Shortest path algorithms are quite rich. Everybody knows Dijkstra and Bellman-Ford, but they are not the end of the story:
- Dijkstra is part of the collection of label setting algorithms and Bellman-Ford is part of the collection of label correcting algorithms
- Dijkstra implementations have seen a lot of research: Dijkstra with a Heap is
$O(N \log N + E)$ but better complexities and more performant implementations can be obtained by working with other priority queue data structures - Bidirectional label setting is a simple idea which yields a good performance improvement
- Bertsekas introduced an auction algorithm for the shortest path which does not fit into the usual categories of shortest path algorithms
- The network simplex takes a relatively simple form when used to solve shortest path problems
Some things to work on:
- More abstract graph interface without sacrificing performance: notably
g.fwshould befw(g). This would notably allow for lazy graphs, which will eventually come in handy. - Implement random graph generators for a variety of "families" to test how robust the various algorithms are.
- Two-level, multilevel, and HOT-Queues Dijkstra implementations (these are all monotonic priority queue structures)

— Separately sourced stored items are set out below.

PR #157, opened 2024-04-06
blur_scope-qt: fix incorrect glib.h include path

jkl1337:
The include path given as glib-2.0/glib.h is not correct for meson/pkg-config. This usually works on systems where glib-2.0 is in a system include path, but will break when this is not the case. Changed to match other modules.

### DIFF
--- a/src/blur_scope-qt/blur_scope.cc
+++ b/src/blur_scope-qt/blur_scope.cc
@@ -26,7 +26,7 @@
 
 #include <math.h>
 #include <string.h>
-#include <glib-2.0/glib.h>
+#include <glib.h>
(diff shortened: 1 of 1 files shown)


jlindgren90:
Thanks!

radioactiveman:
@jkl1337: Out of interest, on which system / distribution has this caused problems?

jkl1337:
@radioactiveman 

I just happened to catch it on a MacOS system where glib-2.0 was installed by homebrew but not symlinked (brew linked) into the system include path. But I verified on multiple systems that glib pkg-config assumes the fixed include style.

- Speed up the network simplex algorithm by using more appropriate data structures. Currently, updating prices is
$O(N)$ and pivoting is$O(d)$ (degree) - Speed up the auction algorithm (several papers give simple ideas to do so)
- Explore parallelism: Bertsekas claims the auction algorithm greatly benefits.
- Implement the Landmarks idea introduced by Goldberg & Harrelson.
- Perhaps the idea above can be used as a warm start for the Auction algorithm: the latter is a form of dual ascent algorithm which would benefit from approximate, feasible starting prices.
- Implement other label setting algorithms like D'Esopo-Pape
- Implement the primal-dual shortest path algorithm based on the cut formulation for the shortest path problem
- Implement the primal-dual shortest path algorithm based on the min cost flow formulation
- Use the simplex algorithm to enumerate shortest paths in order of increasing lengths: this is running a shortest path algo on the graph of extremal points of the shortest path polyhedron ! I believe this has never been done before
- Implement a scaling algorithm (FPTA) to solve the constrained shortest path as a shortest path problem an an auxiliary graph (details to come)
- Implement Glover's threshold algorithm, and his PSP algorithm
julia test/runtests.jl
Open the src/bench.ipynb jupyter notebook and run all.